Required work: Write out the full listing exactly as it appears below.

Information:
__________
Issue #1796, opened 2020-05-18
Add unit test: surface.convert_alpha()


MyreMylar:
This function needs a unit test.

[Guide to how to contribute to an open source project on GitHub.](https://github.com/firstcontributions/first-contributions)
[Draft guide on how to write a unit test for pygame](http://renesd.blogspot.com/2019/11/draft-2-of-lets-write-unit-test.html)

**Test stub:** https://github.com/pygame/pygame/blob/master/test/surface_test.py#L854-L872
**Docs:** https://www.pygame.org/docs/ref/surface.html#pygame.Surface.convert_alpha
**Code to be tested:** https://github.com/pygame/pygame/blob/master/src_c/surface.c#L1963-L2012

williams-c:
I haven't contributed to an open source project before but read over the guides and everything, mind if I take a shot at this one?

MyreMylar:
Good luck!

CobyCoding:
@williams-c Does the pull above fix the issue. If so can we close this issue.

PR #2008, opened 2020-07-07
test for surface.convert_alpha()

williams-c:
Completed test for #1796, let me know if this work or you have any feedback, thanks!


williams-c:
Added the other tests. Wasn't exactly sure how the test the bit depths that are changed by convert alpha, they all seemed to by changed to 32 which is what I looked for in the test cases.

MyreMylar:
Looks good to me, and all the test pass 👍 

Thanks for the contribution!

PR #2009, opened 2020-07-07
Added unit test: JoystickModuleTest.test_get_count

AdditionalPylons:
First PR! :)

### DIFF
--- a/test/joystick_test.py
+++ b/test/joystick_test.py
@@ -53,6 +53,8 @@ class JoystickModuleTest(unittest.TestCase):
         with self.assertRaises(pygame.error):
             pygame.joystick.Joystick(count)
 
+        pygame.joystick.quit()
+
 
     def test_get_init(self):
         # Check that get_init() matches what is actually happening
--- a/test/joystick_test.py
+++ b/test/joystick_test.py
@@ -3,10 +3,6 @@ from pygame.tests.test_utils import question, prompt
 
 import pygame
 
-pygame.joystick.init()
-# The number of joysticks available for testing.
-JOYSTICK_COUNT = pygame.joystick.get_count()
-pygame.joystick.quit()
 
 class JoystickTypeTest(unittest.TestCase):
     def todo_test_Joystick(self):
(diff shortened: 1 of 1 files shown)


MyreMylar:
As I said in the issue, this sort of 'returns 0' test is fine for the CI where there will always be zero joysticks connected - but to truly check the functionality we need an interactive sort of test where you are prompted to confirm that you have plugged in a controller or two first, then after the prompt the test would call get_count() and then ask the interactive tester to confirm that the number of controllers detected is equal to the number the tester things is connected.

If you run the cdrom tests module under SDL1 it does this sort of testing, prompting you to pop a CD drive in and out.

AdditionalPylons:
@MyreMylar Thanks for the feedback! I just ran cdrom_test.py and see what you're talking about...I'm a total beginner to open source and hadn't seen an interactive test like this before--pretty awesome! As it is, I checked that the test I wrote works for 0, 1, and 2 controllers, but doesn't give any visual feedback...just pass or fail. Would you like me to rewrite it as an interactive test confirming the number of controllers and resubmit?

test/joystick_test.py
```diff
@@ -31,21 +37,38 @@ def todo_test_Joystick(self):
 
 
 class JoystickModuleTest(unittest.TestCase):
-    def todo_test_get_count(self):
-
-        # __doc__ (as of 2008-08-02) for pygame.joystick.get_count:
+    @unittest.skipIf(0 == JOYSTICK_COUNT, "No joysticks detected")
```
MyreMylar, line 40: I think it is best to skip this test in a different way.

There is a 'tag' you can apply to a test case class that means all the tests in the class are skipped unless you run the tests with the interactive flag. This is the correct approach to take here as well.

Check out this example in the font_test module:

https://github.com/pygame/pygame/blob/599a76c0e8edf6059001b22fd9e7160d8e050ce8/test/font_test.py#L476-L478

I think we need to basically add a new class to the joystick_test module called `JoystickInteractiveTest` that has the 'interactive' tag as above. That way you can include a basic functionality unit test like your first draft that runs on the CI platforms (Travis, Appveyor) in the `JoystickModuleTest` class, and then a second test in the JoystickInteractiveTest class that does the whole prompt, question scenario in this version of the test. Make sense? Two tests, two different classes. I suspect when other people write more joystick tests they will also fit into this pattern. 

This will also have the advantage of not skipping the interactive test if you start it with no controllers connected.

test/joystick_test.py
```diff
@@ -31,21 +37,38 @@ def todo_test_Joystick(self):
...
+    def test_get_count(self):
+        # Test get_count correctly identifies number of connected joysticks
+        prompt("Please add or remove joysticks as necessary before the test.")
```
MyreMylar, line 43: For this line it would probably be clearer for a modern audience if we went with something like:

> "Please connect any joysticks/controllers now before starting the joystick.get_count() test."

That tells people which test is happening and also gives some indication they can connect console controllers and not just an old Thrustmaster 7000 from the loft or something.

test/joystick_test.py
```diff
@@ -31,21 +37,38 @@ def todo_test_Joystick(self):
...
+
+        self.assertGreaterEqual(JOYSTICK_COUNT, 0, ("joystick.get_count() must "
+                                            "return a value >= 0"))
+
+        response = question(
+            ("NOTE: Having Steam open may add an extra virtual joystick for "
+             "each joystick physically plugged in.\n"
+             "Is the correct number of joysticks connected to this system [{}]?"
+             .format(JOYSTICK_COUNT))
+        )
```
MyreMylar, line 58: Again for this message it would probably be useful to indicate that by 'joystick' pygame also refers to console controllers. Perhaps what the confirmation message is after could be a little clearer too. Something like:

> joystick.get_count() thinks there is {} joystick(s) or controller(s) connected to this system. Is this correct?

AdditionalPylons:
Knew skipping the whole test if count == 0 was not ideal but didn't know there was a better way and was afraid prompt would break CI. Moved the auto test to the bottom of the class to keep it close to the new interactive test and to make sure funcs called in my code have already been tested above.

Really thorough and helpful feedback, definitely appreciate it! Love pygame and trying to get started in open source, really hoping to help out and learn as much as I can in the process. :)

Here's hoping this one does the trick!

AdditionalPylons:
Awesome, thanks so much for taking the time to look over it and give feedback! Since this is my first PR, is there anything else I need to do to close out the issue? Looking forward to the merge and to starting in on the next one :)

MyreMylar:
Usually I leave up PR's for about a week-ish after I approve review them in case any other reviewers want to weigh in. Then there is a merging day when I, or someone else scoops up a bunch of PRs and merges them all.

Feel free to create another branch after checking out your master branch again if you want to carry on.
__________
Written answer:
Issue #1796, opened 2020-05-18
Add unit test: surface.convert_alpha()


MyreMylar:
This function needs a unit test.

[Guide to how to contribute to an open source project on GitHub.](https://github.com/firstcontributions/first-contributions)
[Draft guide on how to write a unit test for pygame](http://renesd.blogspot.com/2019/11/draft-2-of-lets-write-unit-test.html)

**Test stub:** https://github.com/pygame/pygame/blob/master/test/surface_test.py#L854-L872
**Docs:** https://www.pygame.org/docs/ref/surface.html#pygame.Surface.convert_alpha
**Code to be tested:** https://github.com/pygame/pygame/blob/master/src_c/surface.c#L1963-L2012

williams-c:
I haven't contributed to an open source project before but read over the guides and everything, mind if I take a shot at this one?

MyreMylar:
Good luck!

CobyCoding:
@williams-c Does the pull above fix the issue. If so can we close this issue.

PR #2008, opened 2020-07-07
test for surface.convert_alpha()

williams-c:
Completed test for #1796, let me know if this work or you have any feedback, thanks!


williams-c:
Added the other tests. Wasn't exactly sure how the test the bit depths that are changed by convert alpha, they all seemed to by changed to 32 which is what I looked for in the test cases.

MyreMylar:
Looks good to me, and all the test pass 👍 

Thanks for the contribution!

PR #2009, opened 2020-07-07
Added unit test: JoystickModuleTest.test_get_count

AdditionalPylons:
First PR! :)

### DIFF
--- a/test/joystick_test.py
+++ b/test/joystick_test.py
@@ -53,6 +53,8 @@ class JoystickModuleTest(unittest.TestCase):
         with self.assertRaises(pygame.error):
             pygame.joystick.Joystick(count)
 
+        pygame.joystick.quit()
+
 
     def test_get_init(self):
         # Check that get_init() matches what is actually happening
--- a/test/joystick_test.py
+++ b/test/joystick_test.py
@@ -3,10 +3,6 @@ from pygame.tests.test_utils import question, prompt
 
 import pygame
 
-pygame.joystick.init()
-# The number of joysticks available for testing.
-JOYSTICK_COUNT = pygame.joystick.get_count()
-pygame.joystick.quit()
 
 class JoystickTypeTest(unittest.TestCase):
     def todo_test_Joystick(self):
(diff shortened: 1 of 1 files shown)


MyreMylar:
As I said in the issue, this sort of 'returns 0' test is fine for the CI where there will always be zero joysticks connected - but to truly check the functionality we need an interactive sort of test where you are prompted to confirm that you have plugged in a controller or two first, then after the prompt the test would call get_count() and then ask the interactive tester to confirm that the number of controllers detected is equal to the number the tester things is connected.

If you run the cdrom tests module under SDL1 it does this sort of testing, prompting you to pop a CD drive in and out.

AdditionalPylons:
@MyreMylar Thanks for the feedback! I just ran cdrom_test.py and see what you're talking about...I'm a total beginner to open source and hadn't seen an interactive test like this before--pretty awesome! As it is, I checked that the test I wrote works for 0, 1, and 2 controllers, but doesn't give any visual feedback...just pass or fail. Would you like me to rewrite it as an interactive test confirming the number of controllers and resubmit?

test/joystick_test.py
```diff
@@ -31,21 +37,38 @@ def todo_test_Joystick(self):
 
 
 class JoystickModuleTest(unittest.TestCase):
-    def todo_test_get_count(self):
-
-        # __doc__ (as of 2008-08-02) for pygame.joystick.get_count:
+    @unittest.skipIf(0 == JOYSTICK_COUNT, "No joysticks detected")
```
MyreMylar, line 40: I think it is best to skip this test in a different way.

There is a 'tag' you can apply to a test case class that means all the tests in the class are skipped unless you run the tests with the interactive flag. This is the correct approach to take here as well.

Check out this example in the font_test module:

https://github.com/pygame/pygame/blob/599a76c0e8edf6059001b22fd9e7160d8e050ce8/test/font_test.py#L476-L478

I think we need to basically add a new class to the joystick_test module called `JoystickInteractiveTest` that has the 'interactive' tag as above. That way you can include a basic functionality unit test like your first draft that runs on the CI platforms (Travis, Appveyor) in the `JoystickModuleTest` class, and then a second test in the JoystickInteractiveTest class that does the whole prompt, question scenario in this version of the test. Make sense? Two tests, two different classes. I suspect when other people write more joystick tests they will also fit into this pattern. 

This will also have the advantage of not skipping the interactive test if you start it with no controllers connected.

test/joystick_test.py
```diff
@@ -31,21 +37,38 @@ def todo_test_Joystick(self):
...
+    def test_get_count(self):
+        # Test get_count correctly identifies number of connected joysticks
+        prompt("Please add or remove joysticks as necessary before the test.")
```
MyreMylar, line 43: For this line it would probably be clearer for a modern audience if we went with something like:

> "Please connect any joysticks/controllers now before starting the joystick.get_count() test."

That tells people which test is happening and also gives some indication they can connect console controllers and not just an old Thrustmaster 7000 from the loft or something.

test/joystick_test.py
```diff
@@ -31,21 +37,38 @@ def todo_test_Joystick(self):
...
+
+        self.assertGreaterEqual(JOYSTICK_COUNT, 0, ("joystick.get_count() must "
+                                            "return a value >= 0"))
+
+        response = question(
+            ("NOTE: Having Steam open may add an extra virtual joystick for "
+             "each joystick physically plugged in.\n"
+             "Is the correct number of joysticks connected to this system [{}]?"
+             .format(JOYSTICK_COUNT))
+        )
```
MyreMylar, line 58: Again for this message it would probably be useful to indicate that by 'joystick' pygame also refers to console controllers. Perhaps what the confirmation message is after could be a little clearer too. Something like:

> joystick.get_count() thinks there is {} joystick(s) or controller(s) connected to this system. Is this correct?

AdditionalPylons:
Knew skipping the whole test if count == 0 was not ideal but didn't know there was a better way and was afraid prompt would break CI. Moved the auto test to the bottom of the class to keep it close to the new interactive test and to make sure funcs called in my code have already been tested above.

Really thorough and helpful feedback, definitely appreciate it! Love pygame and trying to get started in open source, really hoping to help out and learn as much as I can in the process. :)

Here's hoping this one does the trick!

AdditionalPylons:
Awesome, thanks so much for taking the time to look over it and give feedback! Since this is my first PR, is there anything else I need to do to close out the issue? Looking forward to the merge and to starting in on the next one :)

MyreMylar:
Usually I leave up PR's for about a week-ish after I approve review them in case any other reviewers want to weigh in. Then there is a merging day when I, or someone else scoops up a bunch of PRs and merges them all.

Feel free to create another branch after checking out your master branch again if you want to carry on.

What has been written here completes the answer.